EUROLEGA, TOP 16: Printezis da 30 e lode, il Khimki si inchina al Pireo

Una maestosa prova del lungo greco riporta l’Olympiacos alla vittoria dopo tre sconfitte consecutive (3-3). Botta d’arresto per i russi (4-2), raggiunti in vetta al girone F da CSKA Mosca e Laboral Kutxa

OLYMPIACOS PIRAEUS  89 – 77  KHIMKI MOSCOW REGION  (20-24, 18-19, 24-17, 27-17)

Serviva una vittoria a questo Olympiacos, in cerca di risposte dopo le tre sconfitte consecutive maturate in queste Top16. E vittoria è stata. L’avversario, come da abitudine nel difficilissimo girone F, era di tutto rispetto: il Khimki di coach Kurtanaikis si presentava infatti al Pireo al comando del girone (4-1) e motivato a mantenere il proprio vantaggio sui rivali del CSKA Mosca. Dopo cinque minuti di buio completo, con gli ospiti subito avanti di 12 lunghezze (7-19), iniziava a splendere, però, la stella di Georgios Printezis: l’eroe della finale 2011 indossa i panni di Superman, sfoderando una prestazione stratosferica che le statistiche riescono solo in parte a raccontare: 30 punti (career high, 9/13 da 2 e 3/5 da 3), 9 rimbalzi e 6 falli subiti. Con tanti saluti a Shved e compagni, travolti dal maxi parziale di 19-2 subito a cavallo tra gli ultimi due periodi.

Strepitoso Printezis, quindi, ma buone notizie arrivano anche dal resto della squadra: se da un lato Hunter chiude in doppia doppia (10+10) dall’altro c’è da sottolineare l’ennesima convincente prova di Daniel Hackett. Il ragazzo di Forlinpopoli chiude con 14 punti, un +/- di 27 e con la consapevolezza di essere ormai molto di più che non “il ricambio” di Spanoulis: l’applauso tributato dal pubblico biancorosso al momento della sua uscita nell’ultimo quarto ne è la prova.

Niente da fare, quindi, per il Khimki: il blackout offensivo del terzo quarto – grande merito alla difesa dei padroni di casa –  è stato fatale ai fini del risultato. A farne le spese, in particolare, quell’Alexey Shved protagonista assoluto delle prime vittorie dei russi: per l’ex Timberwolves “solo” 11 punti, macchiati però da un tremendo 1/8 dall’arco.

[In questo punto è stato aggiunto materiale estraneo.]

PR #1270, opened 2019-01-07
JBPM-8110: Incorrect log order for events occurring within 1s. Use th…

nmirasch:
…e id gererated by the DB sequence to sort instead the timestamp
- Changed the taskEvents sort field form logTime -> id generated by seq.
- Replaced the nodeinstanceId used at sorting info from process instance log by the id generated by seq.


nmirasch:
This code try to avoid issues when the database stores logs with the same timestamps because not have enough precision to differentiate between them. In the proposed implementation the ids generated by the db sequence are used to resolve that conflicts at process instance logs or to be specified as the sort fields at tasks logs 
@cristianonicolai @jsoltes could you take a look, please? Thanks!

OLYMPIACOS PIRAEUS: Johnson-Odom 5, Hunter 10, Papapetrou 4, Spanoulis 14, Strawberry 5, Milutinov 2, Printezis 30, Agravanis ne, Mantzaris, Hackett 14, Lojeski 5, Athinaiou.

KHIMKI MOSCOW REGION: Rice 14, Shved 11, Dragic 11, Augustine 13, Koponen, Vyaltsev 7, Sokolov 3, Ilnitskiy, Monia 12, Todorovic 1, Honeycutt 5, Sheleketo.